不過「惡土」的文字影像記錄寥寥無幾,除了一樁民國時期牽涉中英兩國的懸案外,關乎「惡土」的往事幾乎全部消失於歷史中......

上世紀30年代,北京已被拆除的韃靼城牆東翼內側淪落為底層外國人的棲息之地,釀成不少罪案。(網絡圖片)

古老皇城的法外之地

上世紀20年代末,辛亥革命後的國民政府沒有形成有效管制、遠遷南京,軍閥割據中國,共產黨成立,日本於關外覬覦。在那個飄零動盪的時代,北平失去了皇城的地位,卻還保留著滿清貴族的韃靼城牆勾出內外城格局。

韃靼城牆東翼內側此前不過是一片荒地,只有各國公使館百無聊賴的外國士兵們混跡於此。這片荒地卻在30年代時搖身一變,成了那個活躍在二戰前後京版的「九龍城寨」。

「惡土」聚集着的是無處可歸、為逃避布爾什維克革命來到中國的白俄僑民,開著廉價酒吧、妓館的中國投機者們,還各式各樣尋求毒品和慾望、蠅趨蟻附的底層鬼佬。

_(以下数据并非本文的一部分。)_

Issue #306, opened 2024-09-02
Move s-column constraint evaluation logic into the regular constraint evaluator


Al-Kindi-0:
Currently during constraint evaluation and when LogUp-GKR is enabled, we are reading both main and aux frames twice from the trace LDE: the first time during regular constraint evaluation and the second time during S-column constraint evaluation.

An alternative approach could be to move S column evaluation logic into the regular constraint evaluator.

_Originally posted by @irakliyk in https://github.com/facebook/winterfell/pull/297#discussion_r1740408424_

而與「惡土」對比鮮明的,是一街之隔的綜合外交區,各國風流人士體面的林蔭大道和燈紅酒綠的舞場。再往外的廣闊北平是共產主義者和普通百姓的地盤。

1931年,日軍入侵東北,喘著曾經顯赫的龐大身軀的北平面對日軍來襲只餘下恐懼,無力抵抗。然而這座城面臨的處境越危險,「惡土」裡的「棄兒」越肆無忌憚。販毒、賣淫、梅毒、自殺,這裡五毒俱全,無惡不作。中國警察撒手不管的「惡土」好像是一個「瘡」,刻在古老的北平。

1937年,七七事變前夕,前英國駐華領事、漢學家愛德華·維爾納的養女彭美拉,被發現命喪北平「惡土」。(網絡圖片)

外交官之女命喪「惡土」

在這樣的地方發生一樁命案似乎是再正常不過的事,但1937年1月8日清晨被發現的那具女屍,令警察必須有所作為。她是前英國駐華領事、漢學家愛德華·維爾納的養女,年僅19歲的彭美拉。她死狀可怖,腹部被剖開、內臟不翼而飛,衣衫不整,疑遭性侵。

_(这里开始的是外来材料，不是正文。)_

PR #321, opened 2024-09-18
Add instrumentation

Al-Kindi-0:


prover/src/logup_gkr/mod.rs
```diff
@@ -56,6 +57,7 @@ pub struct EvaluatedCircuit<E: FieldElement> {
 impl<E: FieldElement> EvaluatedCircuit<E> {
     /// Creates a new [`EvaluatedCircuit`] by evaluating the circuit where the input layer is
     /// defined from the main trace columns.
+    #[instrument(skip_all)]
     pub fn new(
```
irakliyk, line 61: Here, it might be good to add a custom name (similar to how we do it [here](https://github.com/facebook/winterfell/blob/c388e16acc866af6ca9477273b9c24dd201fc5ff/prover/src/constraints/evaluator/default.rs#L53)).

irakliyk (approved):
Looks good! Thank you! Should we also add instrumentation to method like `evaluate_main_transition()`, `evaluate_aux_transistion()`, `evaluate_lagranage_transition()` (e.g., [here](https://github.com/facebook/winterfell/blob/c388e16acc866af6ca9477273b9c24dd201fc5ff/prover/src/constraints/evaluator/logup_gkr_evaluator.rs#L278)).

prover/src/logup_gkr/mod.rs
Al-Kindi-0: Added!

Al-Kindi-0:
> Looks good! Thank you! Should we also add instrumentation to method like `evaluate_main_transition()`, `evaluate_aux_transistion()`, `evaluate_lagranage_transition()` (e.g., [here](https://github.com/facebook/winterfell/blob/c388e16acc866af6ca9477273b9c24dd201fc5ff/prover/src/constraints/evaluator/logup_gkr_evaluator.rs#L278)).

That would log the function each time it is called, which is not what we want. Probably there is a better way to get the overall time instead.

irakliyk (approved):
Looks good! Than you!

此案牽動中英兩國警察,屢次發現疑似有關的證據:帶有血跡的黃包車,屍體旁的溜冰館吊牌。警方懷疑名單上亦有過有機會見色起義的黃包車車夫、與彭美拉從往甚密的英籍男子、甚至包括其年已七旬的外交官養父,還有遠近聞名的「惡土」的流浪漢。

彭美拉之死獲大量媒體關注。(網絡圖片)

但這些模糊的線索和長長的懷疑名單,並沒有實質性的幫助。半年之後七七事變爆發,疲憊的官方將精力轉向日軍帶來的壓力,彭美拉之死成了一樁懸案。

「惡土」從不缺悲劇故事

但對於「惡土」而言,彭美拉只是「普通過客」,她尚能因特殊的身份獲得關注,但不知多少與她同齡的少女在「惡土」經歷更多悲劇故事。

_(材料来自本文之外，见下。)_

PR #324, opened 2024-09-19
Parallelize input layer generation

Al-Kindi-0:
Leads to about to 20-25% improvement in input layer generation.

### DIFF
--- a/prover/Cargo.toml
+++ b/prover/Cargo.toml
@@ -29,7 +29,7 @@ harness = false
 
 [features]
 async = ["maybe_async/async"]
-concurrent = ["crypto/concurrent", "math/concurrent", "fri/concurrent", "utils/concurrent", "dep:rayon", "std"]
+concurrent = ["crypto/concurrent", "math/concurrent", "fri/concurrent", "utils/concurrent", "std"]
 default = ["std"]
 std = ["air/std", "crypto/std", "fri/std", "math/std", "utils/std"]
 
@@ -39,7 +39,6 @@ crypto = { version = "0.9", path = "../crypto", package = "winter-crypto", defau
 fri = { version = "0.9", path = '../fri', package = "winter-fri", default-features = false }
 math = { version = "0.9", path = "../math", package = "winter-math", default-features = false }
 maybe_async = { path = "../utils/maybe_async" , package = "winter-maybe-async" }
-rayon = { version = "1.8", optional = true }
 sumcheck = { version = "0.1", path = "../sumcheck", package = "winter-sumcheck", default-features = false }
 thiserror = { version = "1.0", git = "https://github.com/bitwalker/thiserror", branch = "no-std", default-features = false }
 tracing = { version = "0.1", default-features = false, features = ["attributes"]}
--- a/prover/Cargo.toml
+++ b/prover/Cargo.toml
@@ -29,7 +29,7 @@ harness = false
 
 [features]
 async = ["maybe_async/async"]
-concurrent = ["crypto/concurrent", "math/concurrent", "fri/concurrent", "utils/concurrent", "std"]
+concurrent = ["crypto/concurrent", "math/concurrent", "fri/concurrent", "utils/concurrent", "dep:rayon", "std"]
 default = ["std"]
 std = ["air/std", "crypto/std", "fri/std", "math/std", "utils/std"]
 
@@ -39,6 +39,7 @@ crypto = { version = "0.9", path = "../crypto", package = "winter-crypto", defau
 fri = { version = "0.9", path = '../fri', package = "winter-fri", default-features = false }
 math = { version = "0.9", path = "../math", package = "winter-math", default-features = false }
 maybe_async = { path = "../utils/maybe_async" , package = "winter-maybe-async" }
+rayon = { version = "1.8", optional = true }
 sumcheck = { version = "0.1", path = "../sumcheck", package = "winter-sumcheck", default-features = false }
 thiserror = { version = "1.0", git = "https://github.com/bitwalker/thiserror", branch = "no-std", default-features = false }
 tracing = { version = "0.1", default-features = false, features = ["attributes"]}
--- a/prover/src/logup_gkr/mod.rs
+++ b/prover/src/logup_gkr/mod.rs
@@ -6,8 +6,8 @@ use math::FieldElement;
 use sumcheck::{EqFunction, MultiLinearPoly, SumCheckProverError};
 use tracing::instrument;
 use utils::{
-    batch_iter_mut, chunks, ByteReader, ByteWriter, Deserializable, DeserializationError,
-    Serializable,
+    batch_iter_mut, chunks, uninit_vector, ByteReader, ByteWriter, Deserializable,
+    DeserializationError, Serializable,
 };
 
 use crate::Trace;
@@ -111,7 +111,7 @@ impl<E: FieldElement> EvaluatedCircuit<E> {
     /// Generates the input layer of the circuit from the main trace columns and some randomness
     /// provided by the verifier.
     fn generate_input_layer(
-        main_trace: &impl Trace<BaseField = E::BaseField>,
+        trace: &impl Trace<BaseField = E::BaseField>,
         evaluator: &impl LogUpGkrEvaluator<BaseField = E::BaseField>,
         log_up_randomness: &[E],
     ) -> CircuitLayer<E> {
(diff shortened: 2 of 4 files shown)


prover/src/logup_gkr/mod.rs
```diff
@@ -113,46 +115,105 @@ impl<E: FieldElement> EvaluatedCircuit<E> {
...
-                let input_gates_values: Vec<CircuitWire<E>> = numerators
-                    .iter()
-                    .zip(denominators.iter())
-                    .map(|(numerator, denominator)| CircuitWire::new(*numerator, *denominator))
-                    .collect();
-                input_gates_values
+        #[cfg(feature = "concurrent")]
+        let input_layer_wires = {
+            let mut input_layer_wires = unsafe {
+                utils::uninit_vector(main_trace.main_segment().num_rows() * num_fractions)
```
irakliyk, line 121: I wonder if we could use the `batch_iter_mut!` macro here. Maybe something like this:
```rust
batch_iter_mut!(&mut input_layer_wires, 1024, |batch: &mut [E], batch_offset: usize| {
    // run a loop here similar to the one on lines 185 - 207 but taking the offset into account
}
```
If this works, it may speed things up a bit and should also allow us to use the same code for concurrent and serial versions.

Al-Kindi-0: Implemented!
The performance is the same as far as I am seeing, but the removing code duplication makes this proposal better.

prover/src/logup_gkr/mod.rs
```diff
@@ -114,45 +119,72 @@ impl<E: FieldElement> EvaluatedCircuit<E> {
...
-                    .iter()
-                    .zip(denominators.iter())
-                    .map(|(numerator, denominator)| CircuitWire::new(*numerator, *denominator))
-                    .collect();
-                input_gates_values
-            };
-
-            input_layer_wires.extend(wires_from_trace_row);
-        }
+            unsafe { utils::uninit_vector(main_trace.main_segment().num_rows() * num_fractions) };
```
irakliyk, line 122: A couple of nits:

- We should probably call the variable just `trace`; `main_trace.main_segment()` looks a bit weird.
- We can import `uninit_vector()` from utils at the top of the file.

prover/src/logup_gkr/mod.rs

從保羅·法蘭奇的作品《午夜北平》中,外界伊稀可得知這裡曾經住著北平最有名的兩名白俄老鴇布拉娜·沙日科(Brana Shazker)和羅茜·葛伯特(Rosie Gerbert)。老鴇手下有兩個白俄妓女瑪麗(Marie)和佩吉(Peggy),她們既是賣淫者,也是受害者,她們無憂無慮地在「惡土」用自己的身體掙錢,開開心心地到隔壁使館區瀏覽百貨商店的櫥窗,也會抽時間去附近的平安電影院看最新的荷里活電影,好像時髦的貴族少女。但最後這對密友的生涯雙雙跌入泥沼——一個發了瘋,一個染上毒癮。

北平「惡土」是一片法外之地,底層僑民和投機倒把的中國居民在此醞釀各式罪案。(網絡圖片)

還有「惡土之王」舒拉(Shura),這個雌雄難辨的俄羅斯浪子,臉上總是掛著動人的微笑,卻身懷奇聞秘史,「惡土」裡的舞廳、毒品到搶劫各式勾當他都插過手。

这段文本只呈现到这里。